What is expected: Reproduce the line that holds "Help lazy users using the :flag command" together with all the lines after it up to the end of the entries.

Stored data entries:
PR #1300, opened 2016-04-10
Feature/jwt auth lib

mleanos:
I've simplified the JWT Authentication implementation from #1163. Everything seems to be working correctly, but this definitely needs more eyes & manual testing.

I've managed to keep the changes to a minimum, so that it's easier to review. Also, I added separate commits for the changes to the test coverage.

Let me know how it looks, or if there's something missing/broken.


mleanos:
It looks like the Social Accounts OAuth isn't working. Does someone want to take a look at that as well?

Anyone, feel free to submit PR's to my branch if you'd like to contribute here.

config/lib/socket.io.js
```diff
@@ -6,11 +6,9 @@ var config = require('../config'),
   fs = require('fs'),
   http = require('http'),
   https = require('https'),
-  cookieParser = require('cookie-parser'),
   passport = require('passport'),
   socketio = require('socket.io'),
-  session = require('express-session'),
-  MongoStore = require('connect-mongo')(session);
+  ExtractJwt = require('passport-jwt').ExtractJwt;
```
ilanbiala: Where do you use this?

modules/users/server/config/strategies/jwt.js
```diff
@@ -0,0 +1,32 @@
...
+ * Module dependencies
+ */
+var passport = require('passport'),
+  JwtStrategy = require('passport-jwt').Strategy,
+  ExtractJwt = require('passport-jwt').ExtractJwt,
+  User = require('mongoose').model('User');
+
+module.exports = function (config) {
+  var opts = {
+    jwtFromRequest: ExtractJwt.versionOneCompatibility({ tokenQueryParameterName: 'auth_token' }),
```
ilanbiala: Why v1?

modules/users/server/config/strategies/jwt.js
```diff
@@ -0,0 +1,32 @@
...
+    secretOrKey: config.jwt.secret
+    // opts.issuer = "accounts.examplesoft.com",
+    // opts.audience = "yoursite.net"
+  };
+
+  passport.use(new JwtStrategy(opts, function (jwt_payload, done) {
```
ilanbiala: camel case

modules/users/server/config/strategies/jwt.js
```diff
@@ -0,0 +1,32 @@
...
+    User.findById({ _id: jwt_payload.user }, '-salt -password', function (err, user) {
```
ilanbiala: camel case

modules/users/server/config/strategies/local.js
```diff
@@ -21,9 +21,9 @@ module.exports = function () {
         return done(err);
       }
       if (!user || !user.authenticate(password)) {
-        return done(null, false, {
+        return done({
```
ilanbiala: Why is this syntax different than before?

ilanbiala:
Looks like a good start. I'll look again tomorrow afernoon/Tuesday.

config/lib/socket.io.js
mleanos: I'm not. It was left over from my attempts to get SocketIO working with the JWT. I'll remove this.

modules/users/server/config/strategies/jwt.js
mleanos: I needed to add to get our SocketIO to authenticate. `versionOneCompatibility()` will first look for the JWT Token in the header, if it doesn't find it there it will look for it in the querystring. Express will send the token in the header, and SocketIO will send it in the querystring.

simison: I was digging up more info about this:

- http://stackoverflow.com/a/27618749/1984644
- https://github.com/facundoolano/socketio-auth
- https://github.com/socketio/engine.io-client/pull/379

modules/users/server/config/strategies/local.js
mleanos: I think this is the proper signature for the callback here.

mleanos:
@ilanbiala @simison I modified the SocketIO configuration to authenticate using the JWT Token. Thanks for steering me to the `socketio-auth` package @simison. I like their implementation, and it's super simple. Now the SocketIO configuration is much simpler :) 

However, the client-side SocketIO tests are failing. If someone wants to help out here, that would be much appreciated.

mleanos:
Tests are passing. I haven't looked at the OAuth issues yet. I'll try to work on that in the next few days.

In the meantime, please feel free to review & provide feedback.

config/lib/express.js
```diff
@@ -89,6 +90,21 @@ module.exports.initMiddleware = function (app) {
   // Add the cookie parser and flash middleware
   app.use(cookieParser());
   app.use(flash());
+
+  // Authorize JWT
+  app.use(function (req, res, next) {
```
mleanos: I think it would be better to use the new `config/lib/authorization` service as the middleware here.

Something like:
```javascript
app.use(authorization.authorize);
```

Any objections? Or other input on this part of the implementation?

trendzetter:
I am having a hard time trying to understand what happens exactly, not that it's bad, it's just complicated and elaborate. I would consider spitting up the tests in a separate commit so just reading what changes is less unwieldy. 
One consideration that came to my mind is why signing only the id as payload? Shouldn't the roles also be signed as "claims" so no fiddling with that by enterprising users? Maybe I am just not far enough in my understanding of what happens and how jwt is used, just a first thought.
Does it work, should I test the functionality?

config/lib/authorization.js
```diff
@@ -0,0 +1,35 @@
...
+
+var auth = {
+  signToken: signToken
+};
+
+// Export the token auth service
+module.exports = auth;
+
+// Sign the Token
+function signToken(user, options) {
```
trendzetter: Are there any planed uses for the options parameter?

mleanos:
@trendzetter I broke things down into more focused commits. While looking at the changes here, you can specify a single commit to view. That should makes things easier for you to review.

Yes. Everything appears to be working, except for the Social OAuth functionality. I haven't looked into why it's broken, but my guess is the difference in the request handling. If you would like to look into that I would appreciate it. Otherwise, feel free to take this for a test drive.

mleanos:
> One consideration that came to my mind is why signing only the id as payload? Shouldn't the roles also be signed as "claims" so no fiddling with that by enterprising users?

I it may be a good idea to include the roles with the payload. Also, adding the expiration date might be a good idea as well, to further secure the payload by adding a dynamic field.

Anyone else have thoughts on that idea?

config/lib/authorization.js
mleanos: this parameter is there for anyone that wants to add/override any options coming from the env configuration.

See below where we're merging the two objects.

trendzetter:
I will take another look to the separate commits

simison:
@trendzetter Check also https://github.com/sindresorhus/refined-github — it has some features that ease reading longer PR's.

config/lib/express.js
trendzetter: So you move the authorize method out of express into it's own authorization "class". Seems a good idea to separate those
+ it makes the file a little shorter, not that it is too big now but it could easily become too big as someone needs to add something more.

PierreBrisorgueil:
Hello @mleanos  (sorry for my english :))

For me, we have a little problem from this comit 
https://github.com/trainerbill/mean/commit/09389f035d4f204180de67b5a0a80b6673003cb8

on modules/core/client/app/init.js

```
Authentication.ready
    .then(function (auth) {
```

In your pull request it's this 

```
    Authentication.ready
      .then(function (auth) {
        $rootScope.$on('$stateChangeStart', stateChangeStart);
      });
```

Authentication.ready return readyPromise.promise, bu you never go in 'then' so you never go in 'stateChangeStart' and never check roles on my side. I have a look on this.

mleanos:
@PierreBrisorgueil I'm not quite following where this issue is. Is the issue with the implementation of the `Authentication.ready` method in this PR?

What do you mean by "never go in 'then'"? Maybe provide inline comments to the commits in this PR to clearly point out where/what the issue is.

Thank you for your feedback. I'd like to get this PR back on track, so I appreciate any contribution.

PierreBrisorgueil:
@mleanos Yes it's this, 

in fact in this PR (https://github.com/meanjs/mean/tree/b14a5bf5b657e05d62899f752cf6a9913ae49a44) 
based on https://github.com/trainerbill/mean/commit/09389f035d4f204180de67b5a0a80b6673003cb8


If we add a console.log : 

```
  Authentication.ready
      .then(function (auth) {
        console.log("MeanJS");
        $rootScope.$on('$stateChangeStart', stateChangeStart);
      });
```

In my test with @farhatmo, if you are sign in, after you will never see the console.log("MeanJs"), when you change state. That's what I meant by you will "never go in then", and never check roles in front part (when user is connected).

In fact, in https://github.com/meanjs/mean/blob/b14a5bf5b657e05d62899f752cf6a9913ae49a44/modules/users/client/services/authentication.client.service.js 

```
    var readyPromise = $q.defer();

    var auth = {
      user: null,
      token: null,
      login: login,
      signout: signout,
      refresh: refresh,
      ready: readyPromise.promise
    };
```

var auth.ready never get the new status and update from readyPromise.promise. So the 
information is not propagated to core.client.route-filter.js and Authentication.ready var is never update by promise. So you never go in "then". You never get the resolved status of promise in auth.ready. 

For us (me and @farhatmo), you need to make something like this : 

**authentication.client.service.js**

```
    //var readyPromise = $q.defer();

    var auth = {
      user: null,
      token: null,
      login: login,
      signout: signout,
      safe: safe,
      refresh: refresh,
      readyPromise: $q.defer(),
    };
```

`        readyPromise.resolve(auth);
`
=>

`        auth.readyPromise.resolve(auth);
`

**core.client.route-filter**

```

    Authentication.readyPromise.promise
    .then(function(auth) {
      $rootScope.$on('$stateChangeStart', stateChangeStart);
    });

```

mleanos:
@PierreBrisorgueil Thank you for your in depth explanation. I'll implement your suggested fix for this.

PierreBrisorgueil:
@mleanos perfect 👍  :)

We have one last problem, now (with this modifications) we tcheck users role in order to protect front part display.  But we do this only if we  execute "stateChangeStart". 

This event is called, only if we change state. If you refresh the page, actually, you never go in stateChangeStart, and don't tcheck roles. So the user will see the template. It's not critical, it's only in client side .. 

But i think it's not really clean, we probably can protect this case. ( create a function to check roles from two events, not only stateChangeStart  ... i d'ont know)

I have a look on this quickly if possible.

simison:
BTW, some food for thought: http://cryto.net/~joepie91/blog/2016/06/13/stop-using-jwt-for-sessions/

farhatmo:
@simison Thanks for sharing the article.

I find the article very interessting but i missed some explanations. 

I think that :

- JWT is much more scalable than sessions: session autho needs to store those sessions in db and for some application with more then 1 millions user it can be a problem (there are some solutions) but for JWT we handle only one key that can be sotored in one file.  Why we need to deal other framework in order to ensure scalability ?

- Stateless || Stateful :  should be a choise of the application. It depends of the contexte . Both can be mixed for sensitive data. 

- Security: In theory , JWT is as secure as sessions.

I think the solution implemented by default of JWT is suitable for 90% of applications. Still 10% of sensitive applications, they should  use most appropriate solutions for their context without excluding completely JWT.

ilanbiala:
@mleanos if we are still moving ahead with JWT, can you rebase this so we can take a look and finalize everything?

mleanos:
@meanjs/contributors I've rebased this and fixed a couple minor conflicts. I've spent some time testing this & much of the functionality appears to be working with the new Token-based Authentication.

I'll go back, and look at any unaddressed issues that have been brought up in this discussion. One thing, IIRC, is that there are issues with the social logins. I'm not sure if they're issues that were pre-existing (currenly in *master*), or if these changes introduced them.

It would be a huge help if we can start reviewing, and continuing the conversation here. I'd really like to get feedback & get this PR back on track.

lirantal:
@mleanos so we're only left with the problems of social logins?

mleanos:
Actually, I'm also working on the issue brought up here: https://github.com/meanjs/mean/pull/1300#issuecomment-224539828

So the only two issues I'm aware of are the above, and the social logins. We're pretty close :) 

One concern that I'd like to express is that we shouldn't merge this in *just* because it's working, and all the functionality is there. 

For a change of this magnitude, and importance, we should make sure we really want to move to Token-based Authentication & that this implementation is as secure as we need it to be. I'd say a real thorough review is in order.

lirantal:
Ok, then I'll keep this open and definitely not for 0.5.0

simison:
FYI, some reading: https://angularjs.blogspot.lt/2016/11/easy-angular-authentication-with-json.html

Ghalleb:
First, thanks for the good job. I'm using 0.4.2 and it works like a charm.

But I was expecting JWT authentification to be in 0.5.0 so I can integrate my project with a mobileapp...
Is there a chance for this feature to be in 0.5.0 release or in near future?

Mean.js is a great framework, but with JWT integration and the ability to use it as a pure back end for mobile app, it would be perfect.

PierreBrisorgueil:
Hello @Ghalleb you can use it with an app without jwt auth, with basic auth and https :) 
I have a sample like this with iOS (swift1.2 or 2 don't remember) if you have some questions

But if we switch to JWT, always agree for my side, done in my fork, I will try to push samples Apps switft, iOS & tvOS maybe :)

Always in the idea of having a better and quicker starter for projects :)

Ghalleb:
@PierreBrisorgueil 
If I can have access to your sample, it would be nice.
Does it work with social login as well?
It can do the job while waiting for JWT Authentication...

PierreBrisorgueil:
@Ghalleb no, only basic inscription, and login, i will have a look on this quickly an share you a quote of code here if i can, as soon as possible :) 

The require https for security, with Let's Encrypt, it's perfect. 

can't make a sample for the moment, to much work, but i will try after ;)

protheantom:
Please don't forget this

JWT is necessary for better scaling and for reusing the api for mobile applications (yet discussed some comments ago)

Thanks for the work @mleanos

mleanos:
I've managed to get everything working, except for the social logins. For some reason, the callback is not receiving the `req` object that contains the `user`. It could be that since sessions aren't being used any longer, that passport isn't able to retrieve the user when the social provider responds to the callback. Although, it seems that the request **should** still have the user embedded. Any help here would be much appreciated; I could use a second set of eyes on it. 

As for why the build is failing, I'm unclear since the build & tests pass locally (Windows 10 x64, and Node `6.6.0`).

Ghalleb:
Hi,

Any news on JWT integration and Social Login?
It doesn't seems to have a lot of commits lately

Issue #1294, opened 2016-04-04
Running an AngularJS App in Production


simison:
Two things from https://docs.angularjs.org/guide/production

- [ ] Disabling Debug Data
- [x] Strict DI Mode

Thoughts how to implement these?

codydaig:
I think to disable debug data, we have to somehow load config into the client side. This is something that has come up a lot, but has not been implemented. 

However, I think we can do the strict DI mode with the index.html template in swig.

pgrodrigues:
I opened a [similar issue](https://github.com/meanjs/mean/issues/903) a few months ago.

lirantal:
Will you guys work on a PR for this, sounds like a good idea.

lirantal:
@simison you handled in the recent PR #1457  the debug data. What about the ng-strict-di? how do we handle that?

PR #1302, opened 2016-04-11
feat(core): Use ngStrictDi in production

pgrodrigues:
Slightly changed layout template to use Angular's Strict
Dependency Injection if the app is running in production.

Fixes part of meanjs/mean#1294

### DIFF
--- a/modules/core/server/views/layout.server.view.html
+++ b/modules/core/server/views/layout.server.view.html
@@ -1,5 +1,5 @@
 ﻿<!DOCTYPE html>
-<html lang="en">
+<html lang="en" {% if env === "production" %}ng-strict-di{% endif %}>
 <head>
   <meta charset="utf-8">
   <meta http-equiv="X-UA-Compatible" content="IE=edge,chrome=1">
--- a/config/lib/express.js
+++ b/config/lib/express.js
@@ -25,6 +25,7 @@ var config = require('../config'),
  */
 module.exports.initLocalVariables = function (app) {
   // Setting application local variables
+  app.locals.env = process.env.NODE_ENV;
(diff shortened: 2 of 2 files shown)


modules/core/server/views/layout.server.view.html
```diff
@@ -1,5 +1,5 @@
 ﻿<!DOCTYPE html>
-<html lang="en">
+<html lang="en" {% if env === "production" %}ng-strict-di{% endif %}>
```
ilanbiala: I don't see a reason to not have this turned on all the time. Is there?

simison: @ilanbiala  Wouldn't work if you use ngAnnotate?

pgrodrigues: @ilanbiala right now ngAnnotate is only being used in build task for production so I kept ngStrictDi only for production otherwise it will break.

ilanbiala: We could just annotate in development too, which I'm not opposed to. Honestly I think ngStrictDi would prevent errors in production if we also check it in development.

lirantal:
@meanjs/contributors any of you care to take it further to implement @ilanbiala suggested changes with making it work regardless of the environment? it's a rather small change.

lirantal:
@pgrodrigues you're also welcome to just update the PR to accommodate the changes.
And of course congrats on passing a stage in the euro 2016 stages! :-)

portugal

pgrodrigues:
@codydaig is already taking care of this. Time to celebrate the Euro2016 win :)

lirantal:
definitely! :)

PR #1303, opened 2016-04-12
fix(gulp): Trailing spaces lint error in gulpfile

mleanos:
Removes the trailing spaces in the gulpfile causing a linting error.


mleanos:
Merging since it's a small fix.

PR #122, opened 2019-01-25
Implement Discord logging handler

### LINKED ISSUE #114: Implement a logging system
This could be done with Python's builtin `logging` library, `loguru` or `sentry`, but preferrably a logging system implemented from scratch (subclassed from `logging.Logger`).

It should be able to send all log messages to a channel ID specified in `constants.py`.

jos-b:
I've implemented a logging handler which can be used to send log messages from Python to Discord.

Since this requires that the asyncio event loop is running it will drop any messages which are not sent while the bot is online.

I have assigned the `logging.Logger` instance with the `DiscordHandler` to the `bot.log` attribute so you can call all relevant logging methods through that.

Examples:
```py
>>> bot.log.info("Hello world, this is info!")
>>> bot.log.error("oh NO eRRoR oh NO")
```

Embeds contain some metadata and currently look like this:
image

Closes #114.


bot/log.py
```diff
@@ -0,0 +1,58 @@
...
+}
+
+
+class DiscordHandler(logging.Handler):
+    """
+    A class implementing logging.Handler methods to send logs to a Discord channel.
+
+    >>> handler = DiscordHandler(client) # Where client is your instance of
+    ...                                  # discord.Client or commands.Bot
+    >>> logger.addHandler(handler)
```
AnonGuy: It's unlikely that we'll need to use your `DiscordHandler` outside this PR, so it's probably fine to leave out these doctests.

jos-b: Right, it wasn't intended to be "tested" (it'd break anyway, no definition of client or logger). It was more to demonstrate how it would be added as a logger (& the arguments for that). I can remove now.

jos-b: Addressed in 1c8cf8307d6a10540fb4a0c7c979cf72bc07abc0

bot/log.py
```diff
@@ -0,0 +1,54 @@
...
+        return LEVEL_COLORS.get(level_number)
+
+    def emit(self, record):
+        if not self.client.loop.is_running():
+            # The event loop is not running (discord is not connected) so
+            # do not send the message
+            return
+
+        # Fetch the logging channel
+        log_channel = self.client.get_channel(LOGGING_CHANNEL_ID)
```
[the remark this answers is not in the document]
jos-b: Can diddly-doodly.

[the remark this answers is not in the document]
jos-b: Addressed in d6129a9d32c46d9a2366b16ccc79e4c020371b91

jos-b:
The FitnessGram™ Pacer Test is a multistage aerobic capacity test that progressively gets more difficult as it continues. The 20 meter pacer test will begin in 30 seconds. Line up at the start. The running speed starts slowly, but gets faster each minute after you hear this signal. beep A single lap should be completed each time you hear this sound. ding Remember to run in a straight line, and run as long as possible. The second time you fail to complete a lap before the sound, your test is over. The test will begin on the word start. On your mark, get ready, start.

PR #123, opened 2019-01-26
Help lazy users using the :flag command

thebeanogamer:
Help lazy users using the `:flag` command by assuming that the base desired is HQ if none is specified


bot/cogs/cyber.py
```diff
@@ -132,6 +132,10 @@ def __init__(self, bot: Bot):
     @command()
     async def flag(self, ctx: Context, base: str, level_num: int, challenge_num: int = 0):
         """Generate a flag for the specified base, level and challenge."""
+        if challenge_num == 0:
+            challenge_num = level_num
+            level_num = int(base)
```
joker314: Wouldn't this sometimes throw an error (if this `base` is maliciously set to a non-`int`)? The bot automatically restarts, but could this be a DOS for a few seconds?

joker314: Now that we have error logging, could this instead be used to spam?

fractalpenguin: Not really, it's not too significant.

PR #124, opened 2019-01-26
When member joins with default avatar bot responds with link to Discord help

AlphexGaming:


bot/constants.py
```diff
@@ -63,3 +64,10 @@
     "\U0001f1ff\U0001f4a4",  # Z
     "\u26ab\U0001f535\U0001f534\u26aa"  # Whitespace alternatives
 ]
+# List of Default Discord Avatars
+
+DEFAULT_AVATARS = ["https://cdn.discordapp.com/embed/avatars/0.png",
```
joker314: All the elements in this array seem very similar. If Discord decides to change its domain to discord.com (which I think they now own), we'd need to make 4 changes here. Or, if we discover that 6.png also represents a default avatar, we would need to copy and paste an entire line. How about something like this?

Exercise output:
Help lazy users using the :flag command

thebeanogamer:
Help lazy users using the `:flag` command by assuming that the base desired is HQ if none is specified


bot/cogs/cyber.py
```diff
@@ -132,6 +132,10 @@ def __init__(self, bot: Bot):
     @command()
     async def flag(self, ctx: Context, base: str, level_num: int, challenge_num: int = 0):
         """Generate a flag for the specified base, level and challenge."""
+        if challenge_num == 0:
+            challenge_num = level_num
+            level_num = int(base)
```
joker314: Wouldn't this sometimes throw an error (if this `base` is maliciously set to a non-`int`)? The bot automatically restarts, but could this be a DOS for a few seconds?

joker314: Now that we have error logging, could this instead be used to spam?

fractalpenguin: Not really, it's not too significant.

PR #124, opened 2019-01-26
When member joins with default avatar bot responds with link to Discord help

AlphexGaming:


bot/constants.py
```diff
@@ -63,3 +64,10 @@
     "\U0001f1ff\U0001f4a4",  # Z
     "\u26ab\U0001f535\U0001f534\u26aa"  # Whitespace alternatives
 ]
+# List of Default Discord Avatars
+
+DEFAULT_AVATARS = ["https://cdn.discordapp.com/embed/avatars/0.png",
```
joker314: All the elements in this array seem very similar. If Discord decides to change its domain to discord.com (which I think they now own), we'd need to make 4 changes here. Or, if we discover that 6.png also represents a default avatar, we would need to copy and paste an entire line. How about something like this?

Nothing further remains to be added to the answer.